LONG ISLAND, NY – With technology rapidly changing on an everyday basis, have you ever wondered about robots coming into the workforce? Think about it. Do robots ever call out sick? Do robots ever make mistakes? Businesses are aiming for key elements that generate income and minimal time wasted during the time lost in human error. Robots don’t need to be paid, they don’t need vacations and they are capable of many things that humans are not able to do.
Any production put out in the media that has a setting in the future, considering if it may be a movie or an animated cartoon serious has in some form a robot incorporated into it. For example, the robotic maids in the Jetsons or translator droids in Star Wars.
If you may fear that a robot may take over your job in the future, there is now a numerical calculator from NPR.org which is based off of a great amount of research from Oxford University. This calculator can predict if your occupation will become redundant and automated in the next couple of decades.
If this isn’t starting to worry you, have you realized that Google just released information last month about self driving cars? They are currently designing the world’s first fully self-driving vehicle with a prototype being released any day this summer.

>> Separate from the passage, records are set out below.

PR #1544, opened 2022-10-27
ffi: Add fflush to posix_h

NiLuJe:
Necessary for `fsync` shenanigans ;).

- - -
This change is [Reviewable](https://reviewable.io/reviews/koreader/koreader-base/1544)


poire-z:
(Should I bring this one with my bump for xtext and other libs ?)

NiLuJe:
Nah, I'll do it later tonight ;).

(I have other unpushed changes behind).

NiLuJe:
Actually, no, it's good, the rest will be in the KB PR, so this can go in ;).

PR #1547, opened 2022-10-30
Unbreak Luarocks on macOS (maybe)

NiLuJe:
No idea why it was trying to be a special snowflake: we build our own LuaJIT, use it!

- - -
This change is [Reviewable](https://reviewable.io/reviews/koreader/koreader-base/1547)


NiLuJe:
w00t!

PR #1548, opened 2022-10-30
BB: Add color constants for the full eInk palette

NiLuJe:
And rename a couple of confusing/dumb ones.

- - -
This change is [Reviewable](https://reviewable.io/reviews/koreader/koreader-base/1548)


Frenzie (approved):
You agreed when I proposed to lift the names from X11. ;-P

NiLuJe:
Oh, that's where it's coming from ;p.

Yeah, I guess it was better than nothing when it was on its own, but now it just feels weird among all the hex ones ;).

PR #1553, opened 2022-11-17
mupdf: add patch to support sections in comicbooks

mroethke:
I wrote a patch to add support for sections, based on folders in the archive, in the comic book formats (cbz,cbt) in mupdf.
I have not tried to get this upstream because upstream does not seem interested in outside patches, judging by what is written on the mupdf website. But I still would like to see this functionality in koreader.

- - -
This change is [Reviewable](https://reviewable.io/reviews/koreader/koreader-base/1553)

### DIFF
--- a/thirdparty/mupdf/mupdf_cbz_chapter_support.patch
+++ b/thirdparty/mupdf/mupdf_cbz_chapter_support.patch
@@ -1,0 +1,126 @@
+commit b15ca8974ab7a686c09f70a0025ddda8097d0194
+Author: Marcel Röthke <marcel@roethke.info>
+Date:   Sun Nov 13 22:10:06 2022 +0100
+
+    add support for chapters in comic book (cbz/cbt) archive
+    
+    Chapters can be created in a comic book archive by putting the images in
+    directories. The directory names will be the chapter names. They can be
+    nested up to 10 times. This not a technical limitation, but it does not
+    really make sense to nest chapters arbitrarily deep. Ordering of
+    chapters will abide by the same rules as the ordering for other files in
+    a comic book archive.
+
+diff --git a/source/cbz/mucbz.c b/source/cbz/mucbz.c
+index 0c93aa458..413205fdf 100644
+--- a/source/cbz/mucbz.c
++++ b/source/cbz/mucbz.c
+@@ -233,6 +233,100 @@ cbz_lookup_metadata(fz_context *ctx, fz_document *doc_, const char *key, char *b
+ 	return -1;
+ }
+ 
++static fz_outline *
++cbz_load_outline(fz_context *ctx, fz_document *doc_)
++{
++	cbz_document *doc = (cbz_document *) doc_;
++	fz_outline *outline = fz_new_outline(ctx);
++	size_t max_chapter_stack_depth = 10;
++	fz_outline *chapter_stack[max_chapter_stack_depth];
++	size_t chapter_stack_depth = 0;
++
++	for (int i = 0; i < doc->page_count; i++)
++	{
++		const char *pagename = doc->page[i];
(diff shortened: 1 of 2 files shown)


Frenzie:
What's written on the MuPDF website?

thirdparty/mupdf/mupdf_cbz_chapter_support.patch
```diff
@@ -0,0 +1,120 @@
...
++	cbz_document *doc = (cbz_document *) doc_;
++	fz_outline *outline = fz_new_outline(ctx);
++	size_t max_chapter_stack_depth = 10;
++	fz_outline *chapter_stack[max_chapter_stack_depth];
++	size_t chapter_stack_depth = 0;
++
++	for (int i = 0; i < doc->page_count; i++)
++	{
++		const char *pagename = doc->page[i];
++		const char *next_seperator;
```
NiLuJe, line 27: nit: sep**a**rator

thirdparty/mupdf/mupdf_cbz_chapter_support.patch
```diff
@@ -0,0 +1,120 @@
+commit bfae5958ba7ebeb7bb58c0a0e56bb6e521ef6d9f
+Author: Marcel Röthke <marcel@roethke.info>
+Date:   Sun Nov 13 22:10:06 2022 +0100
+
+    add support for chapters in cbz
```
NiLuJe, line 5: An actual description of how this actually works and how it expects CBZ to be organized would be helpful.

mroethke:
@Frenzie 
I mean this:
https://mupdf.com/licensing/index.html
> The vast majority of all MuPDF development is done by Artifex engineers, and on rare occasions, bug fixes accepted from outside contributors (under our contribution agreement).

That would stop me from even trying to get this upstream even if did not have an issue with CLAs.

@NiLuJe thanks for the feedback, all fixed!

NiLuJe:
Sounds good to me, and it's nice and self-contained and all ;p.

mroethke:
Awesome! Thanks for merging!

poire-z:
No risk having the mupdf patch in the coming up v2022.11 release ?
It works with flat cbz ? No noticable slow down loading and navigating books ? (not reading cbz books, so I have no reference feeling about that :)

Frenzie:
Unless there are thousands of pages I can't see how it would affect much of anything, though I admit I didn't bother making a test document with thousands of pages.

I seem to recall writing and pasting a script to do something like that a couple of years ago…

NiLuJe:
Yeah, I'm actually mostly concerned about what happens on a flat document (which I assume is "nothing" ;p).

Frenzie:
No noticeable impact on a regular ~100 page flat document. (I don't think I have anything else if I don't create it…)

mroethke:
I would not expect a noticeable change for navigation, but loading might take a little longer for large documents, because it does add an additional pass over the already sorted file list.

I can currently only test in the linux emulator where I do not notice a difference, but this is probably not representative.

KaMyKaSii:
@mroethke thank you so much for this! I have a Kindle Paperwhite 10th and I didn't notice any delay to open the file and I usually make cbz files with around 900 images. I just noticed that letters like "í" don't render correctly, maybe it needs better unicode support?
Reader_2022-12-11_205358

NiLuJe:
Encoding and archives is (usually) a rather horrible mess, but I have no idea how MuPDF deals with it in this instance ;).

mroethke:
I do not know for sure either, but utf8 seems to work tough the sorting could be improved.
@KaMyKaSii can you try converting the folder names to utf8?

window-2022-12-15-17_39_21

PR #1554, opened 2022-11-18
mupdf: fix crash with flat comicbook archives

mroethke:
In a flat comicbook archive, where there are no chapters, `cbz_load_outline` would return an empty `struct fz_outline*`. This causes the ffi wrapper to crash, because it tries to call `strlen` on a string that is `NULL`.
This is fixed by returning NULL instead of the empty `struct fz_outline *`.

I'm sorry I should have tested this, but obviously did not :(

- - -
This change is [Reviewable](https://reviewable.io/reviews/koreader/koreader-base/1554)


Frenzie:
Hm, I thought I'd tested a flat comic book archive, and for sure with your patch applied. I just shut down my PC, but perhaps it was a single folder inside the zip file?

Frenzie (approved):

mroethke:
I thought the same, but then I generated a large flat file for a little performance check …

NiLuJe (approved):

PR #1555, opened 2022-11-27
libunibreak: patch to speed up line break property lookup

bbshelper:
Currently it uses 2-level linear probe. Use LUT for BMP, and binary search for higher codepoints.

- - -
This change is [Reviewable](https://reviewable.io/reviews/koreader/koreader-base/1555)


bbshelper:
Previously discussed in https://github.com/koreader/crengine/issues/494. Patch generated from https://github.com/bbshelper/libunibreak/commit/aee6dbc4d2d262709af92483f619316b40cd30db

poire-z:
Is it possible to make the patch smaller, so it is also easier to apply next time upstream libunibreak is bumped ?
ie.
- by commenting with `/*` and `*/` on standalone lines around the big section you removed, instead of removing it?
- by `#include "the_file_your_patch_would_generate.h"` instead of the big section you are adding?

poire-z:
And include your `generate.py` (with a more explicite name) here (so we're standalone, in case your github repo disappears), and mention in it where to get `LineBreak.txt` - and which version of Unicode you got it for, and if different from the one used by upstream libunibreak.

Frenzie:
Also note that I wasn't necessarily objecting to making Python a build requirement, just stating that running a Python script would require more action than just sticking it in there.

bbshelper:
Thanks you both for inputs. Regarding the commenting thing, I should've remembered that :(.

My impression is that the build environment is already somewhat complex, and since the patch can't really be made small without adding Python and downloading LineBreak.txt. I'm trying upstreaming first.

bbshelper:
Upstream has merged the change. Closing.

poire-z:
Will you do the libunibreak bump, or should we ?
I guess you have checked it compiles and works and is still speedy with the other additional upstream commits - and we can go at that blindly ? :)

bbshelper:
> Will you do the libunibreak bump, or should we ?

With upstream release 5.1, it seems to be trivial so I submitted https://github.com/koreader/koreader-base/pull/1563

> I guess you have checked it compiles and works and is still speedy with the other additional upstream commits - and we can go at that blindly ? :)

It compiles and works on my side with expected performance.  In fact, the only other code change in the 5.1 release is data file update with Unicode 15.0, which should be safe.

poire-z:
Thanks for the work, and the work with upstream.
Wanna do the base bump into frontend (you'll bring 2 minor pocketbook commits with it, no pb) and get frontend fame ? :)

bbshelper:
Thanks for the kind suggestion :) I've submitted https://github.com/koreader/koreader/pull/9906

Restaurant servers have a 94% chance of being computerized.
There are Bakebot robots that create delicious cookies and hospitals are now employing medical robots to help assist their doctors.
Certain aspects of a job are easier to automate than others. It all depends on what tasks have to be done. Michael Osborne who is one of the researchers at Oxford University said “We were obviously thinking about the fact that waiters and waitresses require small talk with customers at tables, presenting a smiling face in a way that a robot isn’t able to do. So, we told the algorithm that waiters were non- automatable, and yet, despite that, the algorithm came back and told us that the probability was .94.”
This research was published about two years ago, but hypothesizes are now starting to come into effect. Restaurant chains like Olive Garden are using tablets to take orders.
Gartner.com, an information technology research and advisory firm claims that there is a high probability that one-third of jobs will be replaced by software, robots and smart machines by the year 2025.
A hotel in Japan will open soon which is staffed by 10 extremely life-like robots. They will take care of customers, carry luggage and even clean rooms. Photo: Daily Mail.
“Artificial intelligence and robots are not just challenging blue-collar jobs; they are starting to take over white-collar professions as well. Financial and sports reporters, online marketers, surgeons, anesthesiologists, and financial analysts are already in danger of being replaced by robots.”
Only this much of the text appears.